“Corpus Americus” Exhibition

Driscoll Babcock Galleries

poster for “Corpus Americus” Exhibition

This event has ended.

Corpus Americus, an exhibition of contemporary American art that explores the question, “what does it mean to be an American today?” The exhibition’s title is derived from the Latin phrase Habeas Corpus, which translates into “you shall have the body.” Habeas Corpus is an important, often-manipulated legal instrument safeguarding individual freedom from arbitrary state action. The human body, manifested through art, is an apt symbol to represent our individual lives, as well as our shared fate.

Corpus Americus is a collection of new work by a dynamic group of 10 emerging and mid-career American artists that challenges the viewer to consider the evolving notion of individual and collective American identity.

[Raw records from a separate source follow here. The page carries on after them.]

PR #2369, opened 2025-03-03
[Bug] Traces redirection while QA enabled

TackAdam:
### Description
Re-direction from Traces to Explorer to view logs is being over written when QA is enabled. 

Before:

https://github.com/user-attachments/assets/56f094ea-ad4a-4794-9e61-376ae3cee33a

After:

https://github.com/user-attachments/assets/ec6a3c34-c3e4-4b1e-8b33-4c4d7ca92338

### Check List

### DIFF
--- a/public/components/common/search/search.tsx
+++ b/public/components/common/search/search.tsx
@@ -259,7 +259,6 @@ export const Search = (props: any) => {
       setSelectedIndex(reduxIndex);
       // sets the editor text and populates sidebar field for a particular index upon initialization
       const indexQuery = `source = ${reduxIndex[0].label}`;
-      handleQueryChange(indexQuery);
       getAvailableFields(indexQuery);
     }
     if (queryRedux.ollyQueryAssistant.length > 0) {
--- a/public/components/common/search/query_area.tsx
+++ b/public/components/common/search/query_area.tsx
@@ -38,7 +38,6 @@ export function QueryArea({
   const memoizedHandleQueryChange = useMemo(() => handleQueryChange, []);
   useEffect(() => {
     const indexQuery = `source = ${selectedIndex[0]?.label || ''}`;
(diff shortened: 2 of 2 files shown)


joshuali925 (approved):
does it affect query assist feature?

TackAdam:
> does it affect query assist feature?

Not that I can tell, as soon as a question is prompted it switched the source to the selected index and overrides what is present from the re-direction.

public/components/common/search/search.tsx
```diff
@@ -259,7 +259,6 @@ export const Search = (props: any) => {
       setSelectedIndex(reduxIndex);
       // sets the editor text and populates sidebar field for a particular index upon initialization
       const indexQuery = `source = ${reduxIndex[0].label}`;
-      handleQueryChange(indexQuery);
```
paulstn, line 262: If I'm remembering correctly, this method was used to set the query inside of the "query area" from a redirection related to query assistant. Did we know what this was used for beforehand and if it remains unaffected with this change?
One of these redirections I believe were from the welcome page with sample indices and sample natural language queries, could start with testing that interaction.

ps48: @paulstn Do you know was it some custom welcome page or released in a particular OS version? We are not able to find this on our side..

ps48 (approved):

public/components/common/search/search.tsx
TackAdam: Tested the 2.13 new home page setting which just provides links to documentation, no workflow identified that landed on the explorer page with an example query.

paulstn: Regardless of being able to find the welcome page, the purpose of this line was to populate the query area with some placeholder text. If we're fine removing that placeholder then there isn't an issue.

Issue #2141, opened 2024-09-06
[Meta] RFC: Enhancements to Trace Analytics Plugin 


ps48:
## Overview
The Trace Analytics plugin in OpenSearch Dashboards provides users with an intuitive interface to analyze and visualize trace data. Initially, the plugin supported integration with Data Prepper, and later extended support to the Jaeger schema. Since its introduction in ODFE 1.12 and OpenSearch 1.0, the plugin has functioned as a read-only solution. It currently does not store metadata and relies on browser session storage to maintain modes. This RFC outlines new features and enhancements aimed at improving storage capabilities, UI design, query performance, and seamless integration with other OpenSearch Dashboards plugins.

### Plugin as it exists today
- The plugin enables users to explore and analyze trace data from span and service indices through a user-friendly interface.
- Initially built with support for Data Prepper, it has evolved to also support Jaeger schema for broader trace collection compatibility.
- First introduced in Open Distro for Elasticsearch (ODFE) 1.12 and OpenSearch 1.0.
- The plugin operates in a read-only mode, without the ability to persist configurations across sessions.
- No trace metadata is stored, and configurations are temporarily saved in browser session storage only.
- Lacks support for advanced features like custom indices, cross-cluster queries, or configuration persistence.

## Proposed Enhancements
The proposed changes address the following requirements:
1. **Storage Layer**  
   - Introduce a connection to the storage layer by saving configurations in the `.kibana` index.
   - Store trace and service index configurations.
   - Support for custom indices with wildcards and cross-cluster queries.

2. **UI Enhancements**  
   - A dedicated Traces and Services page in the new navigation system.
   - A refreshed look and feel for a more efficient, sleeker, and consistent UI.
   - An updated service map graph UI that can display in full-screen mode with easy navigation.
   - Componentization of existing UI widgets, such as the traces table and service map.

3. **Query Optimization**  
   - Optimize DSL queries for better aggregation performance, especially at scale.
   - Leverage pre-aggregated indices from Data Prepper to reduce the load on OpenSearch during aggregation operations.

4. **Seamless Correlation**  
   - Implement schema-based correlation between logs, traces, and metrics using OTEL standards.
   - Improve navigation and correlation between Trace Analytics and other OpenSearch Dashboards plugins like Discover, Anomaly Detection, and Alerting.

## Architecture
The enhancements will involve the following architectural changes:
1. **Storage Layer**  
[...]

PR #2375, opened 2025-03-05
Support custom logs correlation

ps48:
### Description
Many users of trace analytics have different ways of defining their logs index. Many of them do not want set an alias on their existing indices and fields. Hence, we are adding this experimental feature to enable them to add custom log source used for correlation of spans & services to logs.  

Redirection to Explorer:

https://github.com/user-attachments/assets/2387592b-22a5-4a9b-9c69-81bd9110fa29

Redirection to Discover:
NOTE: We see an error in discover to load data from specific indexes using PPL. This looks to be a discover only issue.

https://github.com/user-attachments/assets/8a17e3d0-a137-4dd9-bd6a-74b4c1095d08

### Issues Resolved
https://github.com/opensearch-project/dashboards-observability/issues/2141

### Check List

### DIFF
--- a/common/constants/trace_analytics.ts
+++ b/common/constants/trace_analytics.ts
@@ -34,7 +34,8 @@ export const DEFAULT_SS4O_LOGS_INDEX = 'ss4o_logs-*';
 export const DEFAULT_CORRELATED_LOGS_FIELD_MAPPINGS = `
 {
   "serviceName": "serviceName",
-  "spanId": "spanId"
+  "spanId": "spanId",
+  "timestamp": "time"
 }`;
 
 export enum TRACE_TABLE_TITLES {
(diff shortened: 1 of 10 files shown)


TackAdam:
Are we intentionally applying the log “Correlated log indicies” to links from “Data Prepper” or should it be isolated to only affecting Traces while under the “Custom Source” tab. It is currently applying to both which seems to be useful but just wanted to make sure that its intended.

TackAdam:
“View associated logs” redirection seems broken under the new navigation when “Explorer” is not present as it cannot land on the page. Don’t think this was introduced by this PR but restricts the ability to test the functionality with new home enabled.

ps48:
> “View associated logs” redirection seems broken under the new navigation when “Explorer” is not present as it cannot land on the page. Don’t think this was introduced by this PR but restricts the ability to test the functionality with new home enabled.

Did you have MDS enabled and query_enhancements enabled? -> We need this to make sure these are enabled, when explorer is missing.

paulstn (commented):
Changes look good to me, could we get tests?

TackAdam (approved):

paulstn (approved):

ps48:
Note: We need to fixate of default timestamp in the next upcoming version.

PR #2380, opened 2025-03-07
Database selector in "Set Up Integration" page

aalva500-prog:
### Description
Currently, when an Integration is created through the "Set Up Integration" page, the default database is hardcoded, as the table template is created as `${dataSource}.default.${tableName}`. In order to avoid hard coding the database name, this feature allows the user to specify the database, and add their value in the template.

### Issues Resolved
This feature will allow the user to specify the database, and add their value in the template.

### Check List
  - [x] New functionality has javadoc added


public/components/integrations/components/setup_integration.tsx
```diff
@@ -151,92 +185,123 @@ const addIntegration = async ({
...
-    )) {
-      // Skip any queries that have conditional workflows but aren't enabled
-      if (query.workflows && !query.workflows.some((w) => config.enabledWorkflows.includes(w))) {
-        continue;
-      }
-
-      const queryStr = prepareQuery(query.query, config);
+  try {
+    // First create the database if one is specified
+    if (config.databaseName) {
```
Swiddis, line 190: issue: It's not guaranteed that this will only happen for S3 integrations.

This works for clean state because the DB is set to undefined by default (see the other comment), but will incorrectly create the DB if the user switches to S3, sets a DB, and then switches back to Index.

As-is we have separate install processes between index and S3, this should go under S3.

For readability, I think this is actually a good time to move the index install and S3 install to their own dedicated methods. Then the body of addIntegration can look like this, and the processes are less likely to get confused in the future.

```ts
if (config.connectionType === 'index') {
  installNativeIntegration(...);
} else if (config.connectionType === 's3') {
  installFlintIntegration(...);
} else {
  // Invalid data source
}
```

Swiddis (changes requested):
Thanks for the PR!

public/components/integrations/components/setup_integration.tsx
```diff
@@ -108,8 +113,19 @@ const runQuery = async (
...
+ *
+ * @param config - The integration setup configuration object
+ * @param config.connectionDataSource - The data source connection name
+ * @param config.databaseName - The database name (defaults to 'default' if not provided)
+ * @param config.connectionTableName - The table name
+ * @returns A string representing the fully qualified table name in the format: dataSource.database.table
+ */
 const makeTableName = (config: IntegrationSetupInputs): string => {
-  return `${config.connectionDataSource}.default.${config.connectionTableName}`;
+  return `${config.connectionDataSource}.${config.databaseName || 'default'}.${
```
Swiddis, line 126: quibble: let's remove the `default` fallback

Once there's a default value per other comments, databaseName can never be empty, so the fallback value will never trigger.

aalva500-prog: Suggestion Done!
```suggestion
  return `${config.connectionDataSource}.${config.databaseName}.${
```

public/components/integrations/components/setup_integration.tsx
```diff
@@ -28,12 +28,17 @@ import { coreRefs } from '../../../framework/core_refs';
 import { addIntegrationRequest } from './create_integration_helpers';
 import { SetupIntegrationFormInputs } from './setup_integration_inputs';
 
+/**
+ * Configuration inputs for integration setup
```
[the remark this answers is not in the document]
aalva500-prog: np!

public/components/integrations/components/setup_integration_inputs.tsx
```diff
@@ -321,6 +338,19 @@ export function IntegrationQueryInputs({
...
         />
       </EuiCompressedFormRow>
+      {/* Add the new database name field */}
+      <EuiCompressedFormRow
+        label="Database Name"
+        helpText="Enter the name of the database to store your data. The 'default' database will be used if no input is provided."
+      >
+        <EuiCompressedFieldText
+          placeholder="default"
+          value={config.databaseName}
```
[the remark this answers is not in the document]
aalva500-prog: Done!
```
const [integConfig, setConfig] = useState({
    displayName: `${integration} Integration`,
    connectionType: forceConnection?.type ?? 'index',
    connectionDataSource: forceConnection?.name ?? '',
    connectionLocation: '',
    checkpointLocation: '',
    connectionTableName: integration,
    databaseName: 'default',
    enabledWorkflows: [],
  });
```

public/components/integrations/components/setup_integration.tsx
```diff
@@ -151,92 +185,123 @@ const addIntegration = async ({
...
+      }
+      if (!res) {
+        setLoading(false);
+      }
+    } else {
+      console.error('Invalid data source type');
     }
-  } else {
-    console.error('Invalid data source type');
+  } catch (error) {
```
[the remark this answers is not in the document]
aalva500-prog: I think you are right about that, the original code doesn't have the outer try/catch block. The reason I added this outer try/catch block was to be able to catch any errors that could occur during the whole integration creation process. I think is better to remove it.

public/components/integrations/components/setup_integration.tsx
aalva500-prog: This is a good point, I was actually thinking about improving the readability of the "addIntegration" method by separating the index and S3 install to their own dedicated methods.

Suggestions done:
- Moved the DB creation to the S3 install section.
- Improved the readability of the "addIntegration" method by separating the index and S3 install to their own dedicated methods.

public/components/integrations/components/setup_integration.tsx
```diff
@@ -148,95 +177,225 @@ const addIntegration = async ({
...
+      sessionId,
+      dataSourceMDSId
+    );
+
+    if (!result.ok) {
+      setLoading(false);
+      setCalloutLikeToast('Failed to create database', 'danger', result.error.message);
+      return;
+    }
+    sessionId = result.value.sessionId;
```
Swiddis, line 329: suggestion (non-blocking,readability): This could be moved to its own function instead of inlined

public/components/integrations/components/setup_integration.tsx
```diff
@@ -148,95 +177,225 @@ const addIntegration = async ({
...
+    const result = await runQuery(
+      queryStr,
+      config.connectionDataSource,
+      sessionId,
+      dataSourceMDSId
+    );
+
+    if (!result.ok) {
       setLoading(false);
+      setCalloutLikeToast('Failed to add integration', 'danger', result.error.message);
```
Swiddis, line 357: thought: At some point we need to register all these strings to i18n, but do we need to do that now?

@ps48 / @TackAdam any context on i18n timelines, or is there a doc that describes the migration process? I can make an issue to do it later.

public/components/integrations/components/setup_integration.tsx
```diff
@@ -132,6 +146,21 @@ const prepareQuery = (query: string, config: IntegrationSetupInputs): string =>
   return queryStr;
 };
 
+/**
+ * Handles the integration setup process based on the connection type.
+ *
+ * @param {Object} params - The parameters object
```
Swiddis, line 152: suggestion (non-blocking): There's a lot of duplication with all of these param objects.

We could consider making a dedicated `interface` for these params, and moving all the comments to all of the fields of the params object. That will make the code more clear as the function signature looks like `{ config, integrations, ... }: IntegrationInstallParams`.

Swiddis (approved):
Looks good! Just leaving some additional thoughts. @sumukhswamy can you give a second review?

public/components/integrations/components/setup_integration.tsx
aalva500-prog: Good point, I've implemented it, as suggested.

public/components/integrations/components/setup_integration.tsx
TackAdam: Not blocking, is good to have but repo needs a pass to be uniform in its implementation.

TackAdam (approved):

PR #2383, opened 2025-03-10
Service Content/View Optimizations

TackAdam:
### Description
Service content and service view page called the following functions handleServicesRequest() and handleServiceViewRequest(). Both of these functions utilized handleServiceMapRequest() to determine connected services and metrics. 
Services content and services view had an additional call directly to handleServiceMapRequest() for generating the service map displayed at the bottom of the page. By removing these calls and passing setServiceMap into handleServicesRequest() and handleServiceViewRequest() we are able to remove 2 unnecessary queries from both pages.

Before (Service Content: 5 queries, Service View: 7 queries)

https://github.com/user-attachments/assets/635a2423-64a0-4bbb-9afa-b5adf9de2e33

After (Service Content: 3 queries, Service View: 5 queries)

https://github.com/user-attachments/assets/51886d97-fa74-45fa-99c6-dba9aa152a91

This change also reduces the calls made in application analytics
Before (Services: 5 queries, Flyout: 11 queries)

https://github.com/user-attachments/assets/6f3fe145-777a-4578-8c69-4ef26b6a4b8a

After (Services: 3 queries, Flyout: 7 queries)

https://github.com/user-attachments/assets/e336f2d9-2e89-47b7-a52e-7471cc9efcfa

### Issues Resolved
https://github.com/opensearch-project/dashboards-observability/issues/2334 - Service Content/View Optimizations

### Check List


public/components/trace_analytics/components/services/service_view.tsx
```diff
@@ -106,25 +103,19 @@ export function ServiceView(props: ServiceViewProps) {
...
       props.serviceName,
       props.http,
       DSL,
       setFields,
       mode,
+      setServiceMap,
       props.dataSourceMDSId[0].id
-    ).finally(() => setIsServiceOverviewLoading(false));
-
-    if (mode === 'data_prepper' || mode === 'custom_data_prepper') {
```
paulstn, line 118: I'm understanding that the content of this condition has the service map call you're removing, but is the actual condition here (i.e. `mode === <something>`) being removed problematic to leave out? handleServiceViewRequest doesn't have that same condition above.

TackAdam: This was previously just preventing the call if the mode was set to jaeger, as the service map is not displayed in this mode. As the existing logic already calls handleServiceMapRequest(). 
The previous logic was actually still calling this function just once instead of twice for the jaeger mode.
The condition is not necessary in the new code as the setServiceMap is only utilized in displaying the service map which is not present in jaeger.

public/components/application_analytics/components/flyout_components/service_detail_flyout.tsx
```diff
@@ -135,8 +132,7 @@ export function ServiceDetailFlyout(props: ServiceFlyoutProps) {
 
     setIsServicesDataLoading(true);
     Promise.all([
-      handleServiceViewRequest(serviceName, http, serviceDSL, setFields, mode),
-      handleServiceMapRequest(http, serviceDSL, mode, '', setServiceMap),
+      handleServiceViewRequest(serviceName, http, serviceDSL, setFields, mode, setServiceMap),
     ]).finally(() => setIsServicesDataLoading(false));
```
joshuali925, line 136: it's one promise, you can remove the Promise.all

public/components/trace_analytics/components/services/services_content.tsx
```diff
@@ -124,13 +123,17 @@ export function ServicesContent(props: ServicesProps) {
...
+      setServiceMap,
+      dataSourceMDSId[0].id
+    ).finally(() => setIsServicesTableDataLoading(false));
 
     setIsServicesDataLoading(true);
     Promise.all([
-      handleServiceMapRequest(http, serviceMapDSL, mode, dataSourceMDSId[0].id, setServiceMap),
       isServiceTrendEnabled
         ? handleServiceTrendsRequest(http, '1h', setServiceTrends, mode, [], dataSourceMDSId[0].id)
         : Promise.resolve(null),
```
joshuali925, line 139: same here, it can just be if isServiceTrendEnabled, then `handleServiceTrendsRequest(http, '1h', setServiceTrends, mode, [], dataSourceMDSId[0].id).finally(() => setIsServicesDataLoading(false))`

joshuali925 (approved):

public/components/trace_analytics/components/services/services_content.tsx
TackAdam: Adjusted too
```
    setIsServicesDataLoading(true);
    if (isServiceTrendEnabled) {
      handleServiceTrendsRequest(http, '1h', setServiceTrends, mode, [], dataSourceMDSId[0].id)
        .finally(() => setIsServicesDataLoading(false));
    } else {
      setIsServicesDataLoading(false);
    }
```
Thanks

public/components/application_analytics/components/flyout_components/service_detail_flyout.tsx
TackAdam: Removed, thanks!

paulstn (approved):

PR #262, opened 2023-02-12
Improved packaging mark 2

williamjameshandley:
# Description

This follows direct from #259 as planned, correcting the 3.8/3.9/3.10 simultaneous build & uploads (which are not necessary for a pure python distribution), as well as now putting in an explicit version increment.

# Checklist:


williamjameshandley:
One thing which is not ideal is that this additional check will break the github automatic merging (e.g. when a new PR has been merged, and one would want to press the 'update branch' button on existing branches, the tests would fail). This annoyance is compounded in that at the moment a successful 'update branch' does not make reviews stale, but since this would require manual intervention it would need to be re-approved. 

Options:
1) Continue as planned: version numbering is important, should be confirmed by more than one person as to whether it is a patch or an update (minor/patch number).
2) Make version incrementing a warning rather than requirement (this means that the version number in the readme/tag does not correspond to a single patch).
3) Go back to a manual release model, with PR's more fine-grained than releases, but pypi/conda uploads tied to release creation rather than merges to master

I don't think we can automate this process with e.g. server-side hooks as github doesn't allow this.

Thoughts/ideas @lukashergt @Ormorod ?

Ormorod:
I've been pondering this, I think 1) might actually be good, as the failed test with the master merge serves as a notification for the PR to actually check what the changes are, and remember to git pull before they make any more commits.

williamjameshandley:
Here is the problem in action!

lukashergt:
> One thing which is not ideal is that this additional check will break the github automatic merging (e.g. when a new PR has been merged, and one would want to press the 'update branch' button on existing branches, the tests would fail).

Just to make sure I understand correctly, the scenario that you are describing is that in case of two PRs with e.g. the same version increment, where both have been reviewed and accepted, the merging of the first and updating of the second, will make the tests of the second fail, and any further commits will remove the previous approval. Is that the issue? 

Regarding the options:

> * Continue as planned: version numbering is important, should be confirmed by more than one person as to whether it is a patch or an update (minor/patch number).

This would work for me. If the only new commit is a version update, then any review should hopefully be fast and easy.

> * Make version incrementing a warning rather than requirement (this means that the version number in the readme/tag does not correspond to a single patch).

I don't like this. I'd much prefer a slight inconvenience a la option 1 over the risk of lacking potentially important version updates or even inconsistent version numbers. 

> * Go back to a manual release model, with PR's more fine-grained than releases, but pypi/conda uploads tied to release[/tag](https://packaging.python.org/en/latest/guides/publishing-package-distribution-releases-using-github-actions-ci-cd-workflows/#publishing-the-distribution-to-pypi-and-testpypi) creation rather than merges to master

Does this still drop the version checks? Then I don't like it, same reason as option 2.

Overall, I think it can be really helpful to ensure consistent versioning. Especially for people that like to work with the latest version of the master branch (which is us...), what can happen is that we are producing paper code based on 3 commits after version 1.2.3, but unknown to that current self it will be another 5 commits before 1.2.4. Then during our zenodo upload we want to specify which version we used, we put in the latest version 1.2.3. A few (or many) version updates later a student tries to reproduce the results, and potentially can't rely on the advertised version but has to try out different commits. It would be nice to avoid that.

appetrosyan:
Consider 
https://github.com/marketplace/actions/github-action-for-committing-changes-to-a-repository
In that case, the process could look like this. 

1. Nobody changes the version in the code when creating a PR. 
2. A comment is used to determine if the version bump is major/minor/patch if not enough comments, fail the CI check. 
3. The PR gets merged, then a commit is created which contains just the version bump. 

## Benefits: 
- No need to review version bumps. Branch protection works as usual. 
- No need to manually bump versions or ask people to bump them. 
- Automatic PyPi/conda publishing. 
- Can automatically resolve voting conflicts. Editing comment re-triggers workflow. The highest number wins, so if one votes patch and other major, the major version is bumped. 

## Drawbacks: 
- Comment-based workflows are less reliable
- Unbumping version is almost impossible
- Requires scripting in CI. GitHub actions aren't the most usable in that mode.

williamjameshandley:
@appetrosyan's suggestions would be a good way to implement automation in option 3, though I can see it being as much of a headache as manual versioning given the unreliability of comment based workflows.

I propose we try option 1 for now, and see how inconvenient it is. Conveniently this just means @lukashergt or @Ormorod approving this.

Note I have just updated the `CI.yml` file to `CI.yaml`, and moved to a `pip install -e` model to (a) remove the requirement for a temporary requirements.txt file, and (b) allow the conda tests to pass since the removal of the requirements.txt intermediate file encodes the most up-to-date versions of packages (which might be available on pip but not on conda). For the sake of sanity I have just hard-coded `numpy pandas scipy matplotlib` without versions for the conda install tests.

.github/workflows/test_build.yaml
```diff
@@ -3,15 +3,12 @@ on: push
...
-      matrix:
-        python-version: ['3.8', '3.9', '3.10']
     steps:
     - uses: actions/checkout@master
-    - name: Set up Python ${{ matrix.python-version }}
+    - name: Set up Python 3.8
       uses: actions/setup-python@v2
       with:
-        python-version: ${{ matrix.python-version }}
+        python-version: 3.8
```
Ormorod, line 11: Why 3.8 and not 3.10? (or even 3.11)

.github/workflows/CI.yaml
```diff
@@ -62,15 +62,12 @@ jobs:
...
-        python -m piptools compile -o requirements.txt pyproject.toml
-        python -m pip install -r requirements.txt
+        python -m pip install -e ".[test]"
 
     - name: Install extra dependencies
       if: ${{ matrix.extras }} 
       run: |
-        python -m piptools compile --extra extras -o requirements_extras.txt pyproject.toml
-        python -m pip install -r requirements_extras.txt 
+        python -m pip install -e ".[extras]"
```
Ormorod, line 70: Does this need to be an editable install?

.github/workflows/test_build.yaml
lukashergt: I think 3.8 as our minimum requirement works for the build test.

lukashergt (approved):
Happy with this if you are.

pyproject.toml
```diff
@@ -21,7 +21,7 @@ authors = [
 description = "nested sampling post-processing"
 readme = "README.rst"
 license = {file = "LICENSE"}
-requires-python = ">=3.7"
+requires-python = ">=3.8"
```
appetrosyan, line 24: Just FYI, 3.8 is EOL in 2024.

PR #267, opened 2023-02-22
Improved packaging mark 5

williamjameshandley:
# Description

Steadily getting there (#259 #263 #265 #266)...

This one moves the testpypi build and publish to the CI file, which means that it is done alongside the other CI checks, importantly only on master/pull requests. The advantage of this is that the tests do not fail as they do (e.g. on ##243) when people are pushing to a fork (for which testpypi inevitably lacks the secret API token).

I've also removed the `.coveragerc`, which only tells codecov to ignore a file that has not been necessary since #65.

# Checklist:

- [X] I have performed a self-review of my own code
- [X] My code is PEP8 compliant (`flake8 anesthetic tests`)
- [X] My code contains compliant docstrings (`pydocstyle --convention=numpy anesthetic`)
- [X] New and existing unit tests pass locally with my changes (`python -m pytest`)
- [X] I have added tests that prove my fix is effective or that my feature works
- [X] I have appropriately incremented the [semantic version number](https://semver.org/) in both README.rst and anesthetic/_version.py

PR #269, opened 2023-02-27
Improved packaging mark 6

williamjameshandley:
# Description

Unfortunately #267 did not fix the issue with secrets due to the fact that these are [not sharable](https://securitylab.github.com/research/github-actions-preventing-pwn-requests/) to PRs. We can either remove this check (not wise, since the build step is very useful to check if anything has caused the build to fail before merging and incrementing the version number), or just allow the final step to fail silently when it is unable to upload (which is what this PR proposes).

I also reordered some of the build so that the automatic git tag reflects the version number in the corner case that the build fails for some reason in between PR and merge.

# Checklist:


lukashergt (approved):
The issue lies with untrusted forks not having access to the GitHub secrets, right?

Is there not an option of labelling certain forks as trusted? 

Otherwise, in [this CircleCI post](https://circleci.com/blog/triggering-trusted-ci-jobs-on-untrusted-forks/) they introduce an option for a reviewer with write privileges to manually launch an action (after a check of the changes) that would otherwise not even launch for a PR from an untrusted fork. Is there maybe something similar for GitHub actions?

williamjameshandley:
>The issue lies with untrusted forks not having access to the GitHub secrets, right?

Yeah, and I don't necessarily disagree with them here

>Is there not an option of labelling certain forks as trusted?

Not that I've found.

>Otherwise, in [this CircleCI post](https://circleci.com/blog/triggering-trusted-ci-jobs-on-untrusted-forks/) they introduce an option for a reviewer with write privileges to manually launch an action (after a check of the changes) that would otherwise not even launch for a PR from an untrusted fork. Is there maybe something similar for GitHub actions?

Not obviously -- I think github is quite security conscious (see our unfilled 'Security' box in 'community standards' tab in Insights).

Working in a range of media including painting, drawing and sculpture, the artists featured in the exhibition present varied manifestations of the human body as a proxy, representing American identity politics and social hierarchies. In their work, the artists employ myriad methodologies and processes to present emotionally charged presentations of the human body. While all of the exhibition’s contemporary artists do not necessarily work exclusively in portraiture or figuratively as a practice, all are interested in confronting conventional notions of identity and representation.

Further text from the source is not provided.